The statistical analysis revealed that most of the sway and EnHL values pre- and post-surgery were different between the amputee patient and controls (see Supplementary Tables S3 and S4). The sway area increased when the visual information was removed, and the amputee presented for both pre- and post-bone anchoring of the prosthesis an increased sway area compared to controls (, see Supplementary Table S3). This was not the case only for pre- and post-surgery during the eyes open condition for the intact leg (pre: t = −0.04, p = .969, post: t = −0.25, p = .811). There were no larger differences observed pre- and post-bone anchoring of the prosthesis for both the intact and the amputated leg. Thus, OI for this patient did not have a strong effect on the overall area of the CoP. The total length of the CoP of the amputated side increased for the amputee patient post-bone anchoring of the prosthesis in the ML direction. Closing the eyes marginally increased the spread in both legs pre-bone anchoring of the prosthesis in the ML direction. The CoP velocity was mainly increased for the eyes closed condition for the amputated leg and both legs after the bone-anchoring ().

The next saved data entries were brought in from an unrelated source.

PR #199, opened 2021-02-19
HICAT-1042: Enable video capture mode for ZWO cameras

ehpor:
Enables video capture mode for the ZWO cameras. This PR also fixes some minor outdated documentation related to the zwo camera capture functions. An accompanying hicat-package PR fixes simulator calls.

Timing (for 1ms exposures on the PR camera):
* with snapshot mode: 500 images took 62.5 secs
* with video mode: 500 images took 5.47 secs

Some remaining questions:
* How should exception handling should be done. Should I convert ZWO exceptions into runtime errors?
* How should timeouts be handled? How long should we wait? Timeouts can be infinite, but I set it to the SDK recommended timeout.

### DIFF
--- a/catkit/emulators/ZwoCamera.py
+++ b/catkit/emulators/ZwoCamera.py
@@ -53,7 +53,7 @@ class ZwoEmulator(ZwoASI):
         return self
 
     def get_controls(self):
-        # only used for oepn behavior to 
+        # only used for oepn behavior to
         # get / set control values to default on open
         # needs to play nicely with calls to set_controls
         # this phony dict is set to have *some* accessible value (None) for
@@ -65,6 +65,9 @@ class ZwoEmulator(ZwoASI):
         if value is not None and not isinstance(value, accepted_types):
             raise ValueError(f"Expected type {accepted_types} got '{type(value)}'")
         self.control_values[control_type] = value
+
+    def start_video_capture(self):
+        pass
 
     def stop_video_capture(self):
         pass
@@ -79,6 +82,10 @@ class ZwoEmulator(ZwoASI):
     def capture(self, initial_sleep=0.01, poll=0.01, buffer=None, filename=None):
         pass
 
+    @abc.abstractmethod
+    def capture_video_frame(self, buffer=None, filename=None, timeout=None):
+        return self.capture(buffer=buffer, filename=filename)
+
     def close(self):
         pass
 
@@ -88,7 +95,7 @@ class ZwoEmulator(ZwoASI):
         # I *think* this can just return a dict with milquetoast values for this
         # took said milquetoast values from the __setup_control_values sim
         # function here
-        return {'MaxWidth': 4096, 'MaxHeight': 4096} 
+        return {'MaxWidth': 4096, 'MaxHeight': 4096}
         pass
 
     def set_id(self, id, id_str):
@@ -97,8 +104,8 @@ class ZwoEmulator(ZwoASI):
     def set_roi(self, start_x=None, start_y=None, width=None, height=None, bins=None, image_type=None):
         # sets region of interest
         # purpose : set_roi_format, set_roi_start_position
-        # set_roi_format --> _set_roi_format : 
-        # check for all the errors 
+        # set_roi_format --> _set_roi_format :
+        # check for all the errors
         # runs zwolib.ASISetROIFormat(id_, width, height, bins, image_type)
         # set_roi_start_position --> _set_start_position :
         # runs zwolib.ASISetStartPos(id_, start_x, start_y)
--- a/catkit/emulators/ZwoCamera.py
+++ b/catkit/emulators/ZwoCamera.py
@@ -82,7 +82,6 @@ class ZwoEmulator(ZwoASI):
     def capture(self, initial_sleep=0.01, poll=0.01, buffer=None, filename=None):
         pass
 
-    @abc.abstractmethod
     def capture_video_frame(self, buffer=None, filename=None, timeout=None):
         return self.capture(buffer=buffer, filename=filename)
 
--- a/catkit/hardware/zwo/ZwoCamera.py
+++ b/catkit/hardware/zwo/ZwoCamera.py
@@ -183,6 +183,8 @@ class ZwoCamera(Camera):
 
                 images.append(img.astype(np.dtype(np.float32)))
         finally:
+            # Stop exposures. The stop_exposure() might not be necessary, but there's no
+            # harm in calling it anyway.
             self.instrument.stop_video_capture()
             self.instrument.stop_exposure()
 
@@ -262,7 +264,7 @@ class ZwoCamera(Camera):
         :param gain: Gain of ZWO camera (volts).
         :param full_image: Boolean for whether to take a full image.
         :param bins: Integer value for number of bins.
-        :param use_video_capture_mode: Boolean for whether to use video capture or snapshot mode.
+        :param use_video_capture_mode: Boolean for whether to use video capture or snapshot mode. Default is False.
         :return: Two parameters: Image list (numpy data or paths), Metadata list of MetaDataEntry objects.
         """
 
--- a/catkit/hardware/zwo/ZwoCamera.py
+++ b/catkit/hardware/zwo/ZwoCamera.py
@@ -250,7 +250,7 @@ class ZwoCamera(Camera):
     def just_take_exposures(self, exposure_time, num_exposures,
                             extra_metadata=None,
                             subarray_x=None, subarray_y=None, width=None, height=None, gain=None, full_image=None,
-                            bins=None, use_video_capture_mode=None):
+                            bins=None, use_video_capture_mode=False):
         """
         Low level method to take exposures using a Zwo camera. By default keeps image data in.
 
@@ -267,10 +267,6 @@ class ZwoCamera(Camera):
         :param use_video_capture_mode: Boolean for whether to use video capture or snapshot mode. Default is False.
         :return: Two parameters: Image list (numpy data or paths), Metadata list of MetaDataEntry objects.
         """
-
-        # Set default for using video capture mode.
-        if use_video_capture_mode is None:
-            use_video_capture_mode = False
 
         # Convert exposure time to contain units if not already a Pint quantity.
         # if not isintance(quantity):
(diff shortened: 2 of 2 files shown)


catkit/hardware/zwo/ZwoCamera.py
```diff
@@ -147,14 +147,71 @@ def __capture_and_orient(self, initial_sleep, theta, fliplr):
...
+        self.instrument.start_video_capture()
+
+        images = []
+        for i in range(num_exposures):
+            img = self.instrument.capture_video_frame(timeout=timeout.to(units.millisecond).magnitude)
+
+            images.append(img.astype(np.dtype(np.float32)))
+
+        self.instrument.stop_video_capture()
+        self.instrument.stop_exposure()
```
jamienoss: [revision?] I think this needs to be:
```python
self.instrument.start_video_capture()
try:
  ...
finally:
  self.instrument.stop_video_capture()
  self.instrument.stop_exposure()
```

catkit/hardware/zwo/ZwoCamera.py
```diff
@@ -147,14 +147,71 @@ def __capture_and_orient(self, initial_sleep, theta, fliplr):
...
+        Returns
+        -------
+        images : list of (np.array of floats)
+            All captured images in a list.
+        """
+        self.instrument.start_video_capture()
+
+        images = []
+        for i in range(num_exposures):
+            img = self.instrument.capture_video_frame(timeout=timeout.to(units.millisecond).magnitude)
```
jamienoss: [revision] Let's hoist the ``timeout`` above the loop, please.

catkit/hardware/zwo/ZwoCamera.py
```diff
@@ -202,9 +259,14 @@ def just_take_exposures(self, exposure_time, num_exposures,
         :param gain: Gain of ZWO camera (volts).
         :param full_image: Boolean for whether to take a full image.
         :param bins: Integer value for number of bins.
+        :param use_video_capture_mode: Boolean for whether to use video capture or snapshot mode.
         :return: Two parameters: Image list (numpy data or paths), Metadata list of MetaDataEntry objects.
         """
 
+        # Set default for using video capture mode.
+        if use_video_capture_mode is None:
+            use_video_capture_mode = False
```
jamienoss: [revision] Let's make the actual default ``False``, please, and let ``None := False``, which ``if use_video_capture_mode:`` does.

catkit/hardware/zwo/ZwoCamera.py
jamienoss: What happens when it times out? Does it raise or...?

catkit/emulators/ZwoCamera.py
```diff
@@ -79,6 +82,10 @@ def set_image_type(self, image_type):
     def capture(self, initial_sleep=0.01, poll=0.01, buffer=None, filename=None):
         pass
 
+    @abc.abstractmethod
+    def capture_video_frame(self, buffer=None, filename=None, timeout=None):
+        return self.capture(buffer=buffer, filename=filename)
```
jamienoss, line 86: 👍

catkit/emulators/ZwoCamera.py
```diff
@@ -79,6 +82,10 @@ def set_image_type(self, image_type):
     def capture(self, initial_sleep=0.01, poll=0.01, buffer=None, filename=None):
         pass
 
+    @abc.abstractmethod
```
jamienoss: [revision] This needs to be removed. It doesn't make sense to be abstract _and_ have a def.

jamienoss (changes requested):

catkit/hardware/zwo/ZwoCamera.py
jamienoss: Why the ``self.instrument.stop_exposure()``?

catkit/emulators/ZwoCamera.py
ehpor: Agreed. I forgot to remove that. Sorry.

catkit/hardware/zwo/ZwoCamera.py
ehpor: It raises a ZWO_IOError (with code 11: timeout). We might want to convert this to a RuntimeError? We can also not set the timeout. Then it will just hang and wait forever on an image that may never get there. The SDK is unclear on if a ZWO_IOError (with code 5: camera removed) will be raised if the USB disconnects during an exposure. You might know from experience if this is the case; I'm unable to test this as I cannot jank the USB cable out while taking images.

catkit/hardware/zwo/ZwoCamera.py
ehpor: I did this to let catkit, and only catkit, define the default, and still be able to pass through a use_video_capture from hicat-package.

You're saying set the default to False, but then hicat-package, would set the default. Or do you mean, manually covert Nones to Falses still, but just set the default to False? That doesn't sound clean to me.

catkit/hardware/zwo/ZwoCamera.py
ehpor: Agreed.

catkit/hardware/zwo/ZwoCamera.py
ehpor: Agreed.

The SDK is unclear (worst SDK I've seen on such an expensive camera, btw) on if stop video capture actually stops the current exposure or not. As in the `_open()` function, this combo is used to halt any exposure, I just used the exact same function here. The API does not state either way, if it is for snapshot captures only, or also video capture mode exposures. It doesn't do any harm calling it anyway.

If you want me to, I can test if `stop_video_exposure()` just stops the next frame from starting, or if it also cancels the current exposure.

catkit/emulators/ZwoCamera.py
ehpor: Yep, you were right after all. This doesn't need to be in hicat-package.

catkit/hardware/zwo/ZwoCamera.py
jamienoss: >It raises a ZWO_IOError (with code 11: timeout). We might want to convert this to a RuntimeError? 

This is cool as is.

>We can also not set the timeout. Then it will just hang and wait forever on an image that may never get there. 

We certainly don't want to do that. The sooner something tanks out the better.

>The SDK is unclear on if a ZWO_IOError (with code 5: camera removed) will be raised if the USB disconnects during an exposure. You might know from experience if this is the case; I'm unable to test this as I cannot jank the USB cable out while taking images.

No experience there, sorry, but I don't think we care too much either, or even if we did we could do much about it anyhow.

catkit/hardware/zwo/ZwoCamera.py
jamienoss: I mean:
```python
 def just_take_exposures(self, ... , use_video_capture_mode=False)
```

> You're saying set the default to False, but then hicat-package, would set the default.

I don't really follow what you mean here?

jamienoss: Since you already define ``None := False``, they're logically the same thing, however, it's not obvious that this is actually the default as your dec is in the code and not the func sig.

catkit/hardware/zwo/ZwoCamera.py
jamienoss: The SDK is not provided by the vendor but an individual in the community, who no longer has time to work on it (they even asked me to at one point, but I neither have time).

Nah, leave it in then. Your comment here is good enough to cover it if we wanna know why in the future.

catkit/hardware/zwo/ZwoCamera.py
ehpor: Okay, so you meant the latter.

But then you have multiple places in which the default is listed (1. in the function signature, and 2. in the function body). Setting the first one to True later on, and forgetting to change the second, will mean that the default from the just_take_exposures() call from HicatZwoCamera (in hicat-package, which currently has None as its default), will still mean False. By your logic, I would want to change the default in HicatZwoCamera as well. That default is now None, and should be False/True to make clear what the default is. The same is true for the simulator version of ZwoCamera (in hicat-package simulator). That would mean that you would need to keep at least *four* places all over the codebase in sync with each other to have a consistent default. And missing to change only one, means that you'll have inconsistent behaviour.

Setting all function signature defaults to None ensures that this will never happen. There is only one place where the default is defined (in the function body), and the docstring tells you what this default is (I'll add that after we agree on something, I forgot to do that before asking for your review).

catkit/hardware/zwo/ZwoCamera.py
ehpor: My main worry is that, only very sometimes, the timeout may trigger too soon. It hasn't happened yet during testing, but I'm sure it'll happen at some point. Do we want to set the timeout to an insane value (say 10-30 seconds) to ensure that the timeout only triggers when something actually went wrong?

catkit/hardware/zwo/ZwoCamera.py
ehpor: Nah, I meant the ZWO C API documentation. The python SDK is doing the best he can with the limited information that the C API documentation provides. Link to the C API documentation: https://condorarraytelescope.org/static/pages/pdf/manuals/ZWO-0005.pdf.

catkit/hardware/zwo/ZwoCamera.py
jamienoss: We could do something like 10-30s, however, it really should be a function of the exposure time. We could, however, _add_ 60s (usual default timeout) to that derived from the exp-time, i.e., to account for when the exp-time _is_ 60s.

jamienoss: Some % would also work, i.e., timeout = f(exp-time)*0.2.

catkit/hardware/zwo/ZwoCamera.py
ehpor: Changed the default parameters to False instead of None.

ehpor:
Seems to still work on the bench. Ready for second review. Timeout is now: 2 * exposure time + 10 seconds. This keeps the timeout under 32767 milliseconds, in case the underlying value is a signed short. Ten seconds is more than enough time for us to say that the camera actually crashed.

jamienoss (approved):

Figure 2. (A) Sway measures for the eyes open and (B) for the eyes closed condition. (C) EnHL in seconds for the different directions and conditions. The grey-filled circles and the red-filled squares are the respective values for each trial for the amputee participant. The control results are shown in box plots. I: Intact leg, for the controls dominant leg; A: Amputated leg, for the control non-dominant leg; ML: medio-lateral; AP: anterior-posterior; EO: eyes open; EC: eyes closed.

Figure 2. (A) Sway measures for the eyes open and (B) for the eyes closed condition. (C) EnHL in seconds for the different directions and conditions. The grey-filled circles and the red-filled squares are the respective values for each trial for the amputee participant. The control results are shown in box plots. I: Intact leg, for the controls dominant leg; A: Amputated leg, for the control non-dominant leg; ML: medio-lateral; AP: anterior-posterior; EO: eyes open; EC: eyes closed.

At last, the EnHL values showed smaller differences in the CoP dynamics before and after the bone anchoring of the prosthesis (). The EnHL in the amputee patient did not show vast changes from controls (see Supplementary Table S4). Most of the EnHL values pre- and post-OI were different from controls, except for the ones from the intact leg during the eyes open condition in the ML direction (pre: t = 0.25, p = .803, post: t = −0.57, p = .599), as well as the ones from the intact leg during the eyes closed condition in the ML direction post-surgery (t = −0.61, p = .598), and in the AP direction pre-surgery (t = −1.58, p = .145).

Discussion

This study sought to investigate the impact of osseointegration allowing for direct skeletal attachment of the prosthesis on the neuromuscular system during upright standing in one participant with a unilateral transfemoral amputation. EMG signals were used to compute the coupling strength and activation intensity of lower body muscles, and CoP data were used to investigate sway parameters and the dynamics of sway adjustments.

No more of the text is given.